PR #9409, opened 2019-09-20
Bazel client: faster startup flag diff'ing

laszlocsomor:
Speed up computing the set of changed startup
flags.

Replace linear search (quadratic complexity) with
using an std::unordered_set (linear complexity).

Change-Id: Ic8caf00f2898a5e5d329cbdf79cb5507589254c8

### DIFF
--- a/src/main/cpp/blaze.cc
+++ b/src/main/cpp/blaze.cc
@@ -1048,19 +1048,30 @@ static DurationMillis ExtractData(const string &self_path,
   }
 }
 
-// Returns true if the server needs to be restarted to accommodate changes
-// between the two argument lists.
-static bool AreStartupOptionsDifferent(
-    const vector<string> &running_server_args,
-    const vector<string> &requested_args) {
+static bool IsVolatileArg(const string& arg) {
   // TODO(ccalvarin) when --batch is gone and the startup_options field in the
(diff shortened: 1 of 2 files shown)


src/main/cpp/blaze.cc
```diff
@@ -1073,58 +1084,37 @@ static bool AreStartupOptionsDifferent(
     options_different = true;
   }
 
-  // Args in running_server_args that are not in requested_args.
-  bool found_missing_args = false;
+  std::unordered_set<string> missing_from_new;
+  vector<string> missing_from_old;
+
+  // Add all of 'running_server_args' to 'missing_from_new', then remove all of
```
philwo: I have to say, I don't really get this reasoning, but it looks very elegant, is less code than before and I'm also tired, so maybe this is fine. 😅

laszlocsomor: It's a roundabout way to compute the difference of two sets A and B. (Except the sets are given as vectors, although all elements should be unique, because they are the canonical set of startup flags which should not have duplicates.)

The logic adds all elements from `A` to a set, then removes all elements of `B` from the set. What remains in the set is `A \ B`. If an element could not be removed from the set, then it was not there, so I add those to a vector, which yields `B \ A`.

I'm adding a test to verify this.

PR #9450, opened 2019-09-29
Java_toolchain: Remove Java 7 compatibility mode

### LINKED ISSUE #8772: `java_proto_library` results in spurious warning message
When compiling Java protos, the following error message is emitted:

```
warning: -parameters is not supported for target value 1.7. Use 1.8 or later.
```

This is because we force protos to be compiled with `-source 7 -target 7` for some reason:

https://github.com/bazelbuild/bazel/blob/master/tools/jdk/BUILD.java_tools#L14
^^^^^^^^^^^^^^^^
* [Work item] For every line above that includes the word "complexity", return the line.

* [Reply to the exercise]
Replace linear search (quadratic complexity) with
using an std::unordered_set (linear complexity).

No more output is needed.